CircRNA DOCK1 Regulates miR-409-3p/MCL1 Axis to Modulate Proliferation and Apoptosis of Human Brain Vascular Smooth Muscle Cells

BACKGROUND: Intracranial aneurysm is an abnormal expansion in the intracranial arteries, which is associated with growth and apoptosis of vascular smooth muscle cells. Circular RNAs (circRNAs) have implicated in the progression of intracranial aneurysms. The purpose of this paper is to study the function and mechanism of circRNA dedicator of cytokinesis 1 (circ_DOCK1) in regulating proliferation and apoptosis of human brain vascular smooth muscle cells (HBVSMCs). METHODS: HBVSMCs were exposed to hydrogen peroxide (H(2)O(2)). Cell proliferation and apoptosis were detected by 3-(4,5-dimethylthiazol-2-yl)-2,5-diphenyl tetrazolium bromide (MTT) and flow cytometry, respectively. Circ_DOCK1, microRNA (miR)-409-3p, and myeloid cell leukemia sequence 1 (MCL1) levels were examined by quantitative reverse transcription polymerase chain reaction or western blotting. The target association was assessed by dual-luciferase reporter, RNA pull-down, and RNA immunoprecipitation assays. RESULTS: Exposure to H(2)O(2) decreased proliferation and increased apoptosis of HBVSMCs. Circ_DOCK1 expression was reduced in H(2)O(2)-treated HBVSMCs.
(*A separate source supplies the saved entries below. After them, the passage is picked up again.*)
PR #1212, opened 2026-04-22
[codex] fix(worker): cache missing schemas_with_pending_work helper

JulienJBO:
## Summary

- cache the absence of the optional `schemas_with_pending_work()` helper after the first `UndefinedFunctionError`
- keep the existing per-schema fallback path unchanged
- add a regression test that verifies the helper is only probed once when it is not installed

## Root Cause

`WorkerPoller._scan_active_schemas()` tried `SELECT * FROM schemas_with_pending_work()` on every poll tick until success. In local and self-hosted deployments where that optional helper function is not installed, the worker correctly fell back to per-schema `EXISTS` checks, but PostgreSQL still logged an `UndefinedFunction` error every 500ms.

That made the fallback effectively noisy forever even though the absence of the helper is a stable condition for the lifetime of the process.

## Fix

When the fast-path query fails specifically with `asyncpg.exceptions.UndefinedFunctionError`, mark the helper as unavailable for the current worker process and skip future probes. Other exception types still fall back without disabling future attempts, preserving the existing behavior for transient failures.

## Testing

- `uv run pytest tests/test_worker.py::TestClaimBatchRotation::test_scan_caches_missing_server_side_pending_work_function -v`
- `uv run ruff check hindsight_api/worker/poller.py tests/test_worker.py`
- `./scripts/hooks/lint.sh`

## Impact

This removes persistent PostgreSQL log spam in deployments that do not install the optional helper function, without changing task claiming semantics.

### DIFF
--- a/hindsight-api-slim/hindsight_api/worker/poller.py
+++ b/hindsight-api-slim/hindsight_api/worker/poller.py
@@ -15,6 +15,8 @@ from collections.abc import Awaitable, Callable
 from dataclasses import dataclass, field
 from typing import TYPE_CHECKING, Any
 
+import asyncpg
+
 from .exceptions import DeferOperation, RetryTaskAt
 from .stage import StageHolder, bind_holder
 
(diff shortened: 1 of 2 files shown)


JulienJBO:
Closing this draft while local validation is still in progress. I will reopen or submit a fresh PR once tests and Sonar checks are complete.

nicoloboschi:
hey @JulienJBO i think this PR is valuable, can you rebase and remove the draft state?

Issue #2431, opened 2026-06-27
Structured reflect with response_schema times out while plain reflect succeeds (empty message content, finish_reason=length)


WuKavin:
### Summary

On Hindsight `0.8.3`, plain `reflect` succeeds, but `reflect` with `response_schema` reproducibly times out for the same bank/query shape.

In my environment, the final reflect LLM repeatedly returns **empty message content** with `finish_reason=length`, and the request eventually times out.

### Why this seems worth reporting

This does **not** look like a generic startup/network problem:

- Hindsight is healthy (`/health` returns healthy)
- `retain` succeeds
- `consolidation` succeeds
- plain `reflect` succeeds
- only **structured reflect** (`response_schema`) fails

So the failure surface seems specifically tied to `reflect + response_schema`.

### Environment

- Hindsight: `0.8.3`
- Deployment: Docker on Debian-based NAS
- Current relevant config:
  - default LLM provider/model: `opencode-go / deepseek-v4-flash`
  - reflect LLM provider/model: `openai / big-pickle`
  - embeddings: `local`
  - reranker: `rrf`

For completeness: I had to make the container use an HTTP proxy for Hugging Face downloads to get local embeddings initialized, but after that Hindsight became healthy and the issue below still reproduced.

### Reproduction

1. Create a temporary bank
2. `retain` two short items into the bank
3. Call plain `reflect` -> succeeds
4. Call structured `reflect` on the same bank with a small schema -> times out

#### Plain reflect (works)

```json
{
  "query": "这个 bank 里记住了什么？请简要回答。",
  "budget": "low",
  "max_tokens": 220,
  "include": {
    "facts": {},
    "tool_calls": { "output": false }
  }
}
```

#### Structured reflect (fails)

```json
{
  "query": "请把这个 bank 的关键信息结构化输出。",
  "budget": "low",
  "max_tokens": 260,
  "include": {
    "facts": {},
    "tool_calls": { "output": false }
  },
  "response_schema": {
    "type": "object",
    "properties": {
      "summary": { "type": "string" },
      "facts": {
        "type": "array",
        "items": { "type": "string" }
      }
    },
    "required": ["summary", "facts"],
    "additionalProperties": false
  }
}
```

#### `retain` succeeds

```json
{
  "success": true,
  "items_count": 2,
  "usage": {
    "input_tokens": 6332,
    "output_tokens": 2989,
    "total_tokens": 9321,
    "cached_tokens": 0
  }
}
```

[...]

PR #3089, opened 2026-07-30
fix(llm): explicit per-operation thinking control for Qwen/vLLM providers

### LINKED ISSUE #2630: OpenAI-compatible verification can fail on reasoning models because max_tokens=100 is exhausted by reasoning

jtstothard:
## Related issues

- **Fixes #2630** — OpenAI-compatible verification fails on reasoning models because `max_tokens=100` is exhausted by reasoning. That issue raised the verification token cap, but the deeper fix is explicit per-operation thinking control: disable thinking for utility operations (retain, consolidation, verification) so the token budget goes to visible output.
- **Relates to #2431** — Structured reflect with `response_schema` times out with empty content and `finish_reason=length`. Same failure class: reasoning tokens consuming the budget before visible output.

## Problem

Qwen/vLLM-compatible servers with server-side `reasoning: auto` can consume the entire completion token budget on hidden reasoning. When callers omit an explicit thinking flag, short utility requests return **empty `content`** with `finish_reason: length` — the response is entirely hidden reasoning with no visible output.

This affects all Hindsight operations (retain, reflect, consolidation, default) when pointed at a Qwen/vLLM-compatible endpoint.

## Root cause

Hindsight threaded `config.llm_extra_body` verbatim into every provider without explicit per-operation thinking control. The server-side `reasoning: auto` default then consumed the whole budget on reasoning tokens before producing any visible output.

## Solution

Add `_operation_extra_body()`, which injects `chat_template_kwargs.enable_thinking` into the configured `extra_body` with an explicit per-operation value:

- **retain, consolidation, default operations**: `enable_thinking=False`
- **reflect operations**: `enable_thinking=True`

Only OpenAI-compatible providers receive the injection — the field is Qwen/vLLM-specific and would be rejected or ignored by Gemini/Vertex, Anthropic, LiteLLM, Bedrock, and llama.cpp. Non-eligible providers keep the configured `extra_body` untouched.

### Provider gating

`_OPENAI_COMPATIBLE_PROVIDERS` is an explicit allowlist matched against the actual provider factory paths in `llm_wrapper.create_llm_provider()`:
- `openai`, `groq`, `ollama`, `ollama-cloud`, `lmstudio`, `minimax`, `deepseek`, `volcano`, `openrouter`, `requesty`, `zai`, `opencode-go`, `atlas` → `OpenAICompatibleLLM` (accepts `extra_body`)
- `fireworks`, `nous` → dedicated factory branches that forward `extra_body`
- Excluded: `llamacpp` (factory drops `extra_body`), `gemini`, `vertexai`, `anthropic`, `litellm`, `litellmrouter`, `bedrock`

### Semantics

- Configured `extra_body` is deep-copied — never mutated
- Malformed `chat_template_kwargs` (string, None, etc.) is safely replaced
- `None` provider is a safe no-op (returns body unchanged)
- Multi-LLM chain members inherit the same operation flag

## Files changed

- `hindsight-api-slim/hindsight_api/engine/memory_engine.py` — `_operation_extra_body()` helper, `_OPENAI_COMPATIBLE_PROVIDERS` allowlist, all 6 call sites updated
- `hindsight-api-slim/tests/test_operation_thinking_contract.py` — new contract tests

## Tests

```
cd hindsight-api-slim && uv run pytest tests/test_operation_thinking_contract.py tests/test_multi_llm_config.py tests/test_llm_extra_body.py tests/test_minimax_thinking_body.py -q
```

67 passed in 4.79s (only expected missing `.env`/local-ML dependency warnings).

## Validation scope

- Transport-level `chat_template_kwargs.enable_thinking` forwarding was validated against a Qwen-compatible llama.cpp/Lemonade server (OpenAI-compatible wire format).
- No live Qwen Portal API request was tested; the implementation uses Qwen's documented `enable_thinking` request field.

### DIFF
--- a/hindsight-api-slim/hindsight_api/engine/memory_engine.py
+++ b/hindsight-api-slim/hindsight_api/engine/memory_engine.py
@@ -453,13 +453,49 @@ class _LLMCallDefaults:
         }
 
 
+# Providers that speak the OpenAI completions wire format and therefore
+# accept ``extra_body.chat_template_kwargs.enable_thinking`` (the Qwen/vLLM
+# thinking-mode flag). Other providers (Gemini/Vertex, Anthropic, LiteLLM,
+# Bedrock) have their own generation-config spaces and would reject or ignore
+# the field — so we gate the per-operation injection on this set.
+_OPENAI_COMPATIBLE_PROVIDERS = frozenset(
+    {
+        "openai",
+        "groq",
+        "ollama",
+        "ollama-cloud",
+        "lmstudio",
+        "minimax",
+        "deepseek",
+        "volcano",
+        "openrouter",
+        "requesty",
+        "zai",
+        "opencode-go",
+        "atlas",
+        "nous",
+        "fireworks",
+        "llamacpp",
+    }
+)
+
+
 def _operation_extra_body(
     configured: dict[str, Any] | None,
     *,
     enable_thinking: bool,
+    provider: str | None,
 ) -> dict[str, Any]:
-    """Apply the explicit per-operation Qwen/vLLM thinking contract."""
+    """Apply the explicit per-operation Qwen/vLLM thinking contract.
+
+    Only OpenAI-compatible providers receive ``chat_template_kwargs``; other
+    providers (Gemini/Vertex, Anthropic, LiteLLM, Bedrock) keep the configured
+    extra body untouched, avoiding a provider-specific field being forwarded
+    where it is not understood.
+    """
     body = copy.deepcopy(configured or {})
+    if not provider or provider.lower() not in _OPENAI_COMPATIBLE_PROVIDERS:
+        return body
     template = body.get("chat_template_kwargs")
     if not isinstance(template, dict):
         template = {}
@@ -496,7 +532,7 @@ def _member_to_llm(
         base_url=member.base_url,
         model=member.model,
         reasoning_effort=member.reasoning_effort or config.llm_reasoning_effort,
-        extra_body=_operation_extra_body(member.extra_body, enable_thinking=enable_thinking),
+        extra_body=_operation_extra_body(member.extra_body, enable_thinking=enable_thinking, provider=member.provider),
         default_headers=member.default_headers or config.llm_default_headers,
         ollama_num_ctx=config.llm_ollama_num_ctx,
         bedrock_service_tier=member.bedrock_service_tier,
@@ -1161,7 +1197,7 @@ class MemoryEngine(MemoryEngineInterface):
             base_url=memory_llm_base_url,
             model=memory_llm_model,
             reasoning_effort=config.llm_reasoning_effort,
-            extra_body=_operation_extra_body(config.llm_extra_body, enable_thinking=False),
+            extra_body=_operation_extra_body(config.llm_extra_body, enable_thinking=False, provider=memory_llm_provider),
             default_headers=config.llm_default_headers,
             ollama_num_ctx=config.llm_ollama_num_ctx,
             litellmrouter_config=config.llm_litellmrouter_config,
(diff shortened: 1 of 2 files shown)


nicoloboschi:
superseded by https://github.com/vectorize-io/hindsight/pull/3159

Circ_DOCK1 overexpression rescued H(2)O(2)-caused reduction of proliferation and PCNA expression and attenuated H(2)O(2)-induced apoptosis and expression of Bcl-2, Bax, and cleaved PARP. MiR-409-3p was targeted by circ_DOCK1 and upregulated in H(2)O(2)-treated HBVSMCs. MiR-409-3p upregulation mitigated the role of circ_DOCK1 in proliferation and apoptosis of H(2)O(2)-treated HBVSMCs. MCL1 was targeted via miR-409-3p and downregulated via H(2)O(2) treatment. Circ_DOCK1 overexpression enhanced MCL1 expression via modulating miR-409-3p. MiR-409-3p knockdown weakened H(2)O(2)-induced proliferation reduction and apoptosis promotion via regulating MCL1. CONCLUSION: Circ_DOCK1 overexpression mitigated H(2)O(2)-caused proliferation inhibition and apoptosis promotion in HBVSMCs by modulating miR-409-3p/MCL1 axis.